Data in this exercise -
Start of Block

PR #457, opened 2024-06-20
Teach wait_for_leapp_completion() about the no-leapp option

cPholloway:
Case RE-475:  In case RE-224, we added a check to ensure that leapp has completed before continuing with stage 4 / starting the post leapp components.  Unfortunately, this check did not account for the no-leapp option that the script provides for those who want to perform the upgrade from C7->C8 without using the leapp utility, but still want the script to handle the cPanel specific potions of the upgrade.  This resulted in upgrades using the no-leapp option to fail in stage 4 while waiting on leapp to complete.  This change teaches this check about the no-leapp option which allows for upgrades using this option to skip past this check.

Changelog: Teach wait_for_leapp_completion() about the no-leapp option

### DIFF
--- a/elevate-cpanel
+++ b/elevate-cpanel
@@ -6081,6 +6081,9 @@ EOS
     }
 
     sub wait_for_leapp_completion ($self) {
+
+        return 1 unless $self->cpev->should_run_leapp();
+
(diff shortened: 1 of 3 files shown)


toddr (approved):

annes449 (approved):
All good with QA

End of Block

Activity -
Restate all of the lines in the material exactly as they are.

Expected answer -
PR #457, opened 2024-06-20
Teach wait_for_leapp_completion() about the no-leapp option

cPholloway:
Case RE-475:  In case RE-224, we added a check to ensure that leapp has completed before continuing with stage 4 / starting the post leapp components.  Unfortunately, this check did not account for the no-leapp option that the script provides for those who want to perform the upgrade from C7->C8 without using the leapp utility, but still want the script to handle the cPanel specific potions of the upgrade.  This resulted in upgrades using the no-leapp option to fail in stage 4 while waiting on leapp to complete.  This change teaches this check about the no-leapp option which allows for upgrades using this option to skip past this check.

Changelog: Teach wait_for_leapp_completion() about the no-leapp option

### DIFF
--- a/elevate-cpanel
+++ b/elevate-cpanel
@@ -6081,6 +6081,9 @@ EOS
     }
 
     sub wait_for_leapp_completion ($self) {
+
+        return 1 unless $self->cpev->should_run_leapp();
+
(diff shortened: 1 of 3 files shown)


toddr (approved):

annes449 (approved):
All good with QA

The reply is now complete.